When teenager Jason (Rafi Gavron) is set up to take the fall for drug dealing, he’s facing a ten year jail term under the mandatory minimum sentencing rules, aimed at combating drug crime.

The only way to cut the sentence is to help the authorities catch another dealer, but Jason doesn’t know any. His estranged father, construction boss John (Dwayne Johnson), cuts his own deal with the District Attorney (Susan Sarandon) – she will slash Jason’s jail time if he can bring in a top drug dealer.

But John’s bravado soon starts to fade when he finds himself in way over his head, an everyday-Joe up against El Topo (Benjamin Bratt), the leader of one of the most ruthless Mexican drug cartels.

WHAT’S IT LIKE?

At its heart, this film has a powerful message – pointing out the peculiar legal system under which heavy-duty drug dealers can get shorter sentences by snitching on innocent bystanders, who have no-one to snitch on themselves.

But to explore this theme by taking an everyman dad and putting him up against the most violent drug kingpin on the planet seems to be pushing it, somewhat.

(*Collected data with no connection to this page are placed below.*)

PR #1855, opened 2026-05-11
fix: propagate parse errors in DecodeNodeDevices

mesutoezdil:
DecodeNodeDevices was ignoring parse errors from strconv.ParseInt, strconv.ParseBool, and strconv.Atoi. A bad annotation value would silently become zero, leading to incorrect device allocation.

Each field now returns a wrapped error on parse failure. The safecast calls were removed because ParseInt with bitSize 32 already covers the int32 range check. Generic error messages are replaced with field-specific context. The test is updated to match.

### DIFF
--- a/pkg/device/devices.go
+++ b/pkg/device/devices.go
@@ -18,7 +18,6 @@ package device
 
 import (
 	"encoding/json"
-	"errors"
 	"fmt"
 	"maps"
 	"slices"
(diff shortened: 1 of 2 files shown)


pkg/device/devices.go
```diff
@@ -240,42 +239,48 @@ func GetDevices() map[string]Devices {
...
+						return nil, fmt.Errorf("invalid index field: %w", err)
+					}
+					mode = items[8]
 				}
 				i := DeviceInfo{
 					ID:      items[0],
-					Count:   count32,
-					Devmem:  devmem32,
-					Devcore: devcore32,
+					Count:   int32(count),
```
DSFans2014: why delete the `safecast.Convert` ?

mesutoezdil: @DSFans2014 parseint already does the range check for you when you pass bitsize=32
if the value doesn't fit in an int32, the parse itself fails. 
so by the time you reach the cast, the number is guaranteed to be safe. 
the safecast.convert call was just doing the same check twice and could never actually catch anything. 
I removed it to keep the code clean.

DSFans2014 (commented):
/lgtm

FouoF (approved):

PR #1857, opened 2026-05-11
fix: return error from DecodePodDevices on decode failure

mesutoezdil:
DecodePodDevices was returning nil error when DecodeContainerDevices failed, hiding the problem from all callers. onAddPod in the scheduler was discarding the error with blank identifier, so failures were never visible in logs.

DecodePodDevices now passes back the error. onAddPod logs it and continues tracking the pod with an empty device map.

### DIFF
--- a/pkg/device/devices.go
+++ b/pkg/device/devices.go
@@ -444,7 +444,7 @@ func DecodePodDevices(checklist map[string]string, annos map[string]string) (Pod
 		for s := range strings.SplitSeq(str, OnePodMultiContainerSplitSymbol) {
 			cd, err := DecodeContainerDevices(s)
 			if err != nil {
-				return PodDevices{}, nil
+				return PodDevices{}, err
 			}
 			// IMPORTANT: Do NOT skip empty ContainerDevices!
 			// We must preserve the index mapping between annotation entries and pod containers.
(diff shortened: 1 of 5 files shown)


pkg/device/devices.go
```diff
@@ -444,7 +444,7 @@ func DecodePodDevices(checklist map[string]string, annos map[string]string) (Pod
 		for s := range strings.SplitSeq(str, OnePodMultiContainerSplitSymbol) {
 			cd, err := DecodeContainerDevices(s)
 			if err != nil {
-				return PodDevices{}, nil
+				return PodDevices{}, err
```
DSFans2014, line 447: Returning an error may change the behavior of the caller.  Consider the following example:
https://github.com/Project-HAMi/HAMi/blob/491e32967abc1ff6b7cecfea1eb5cd6e4e63666a/cmd/vGPUmonitor/metrics.go#L584-L589

mesutoezdil: The vGPUmonitor call site now logs the error and uses `continue` to skip the bad pod instead of returning an error that would abort the entire per-node metrics loop. 
That way a single malformed annotation does not silence metrics for all other pods on the node.

DSFans2014 (commented):
/lgtm

Shouren (approved):
/lgtm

From the moment we’re asked to believe that builder John is indeed an everyman – all six foot five of solid Rock – the film starts to slide away from reality, not least, because despite being the size of a giant, he seems to have all the presence of a flea.

From then, it just lines up the cliches and one-by-one, knocks them down; at first, he thinks his son deserves to be taught a lesson, but when the plot requires it, he’s the doting father; we get the assertion that there are bound to be ex-cons on a building site; we’re introduced to only one of his employees but he happens to have a history as a drug dealer (he’s a young father, trying to go clean for his family, of course), our hero is divorced from his son’s mother but has a cute daughter with a young new wife, he goes from being someone who doesn’t even know how to score a line of coke to someone who has to bring down the cartels, via the ruthless street-gangs who pedal their wares.

The plotting is corny and inconsistent – one minute it takes a day to get to Mexico, but it takes just minutes to get to his second meeting with El Topo – once Jason ends up behind bars, we see him only through John’s eyes, getting a hint of how tough things are for him, but not getting to know him enough to care what happens to him.

The acting is particularly wooden, even for the Rock, but the one thing you would expect from him is action sequences, and it takes a while, but you do finally get them.

As long as he’s waving a gun or at the wheel of a speeding lorry, the film is entertaining enough, but it’s disappointlingly shallow for a film that could have made a powerful point.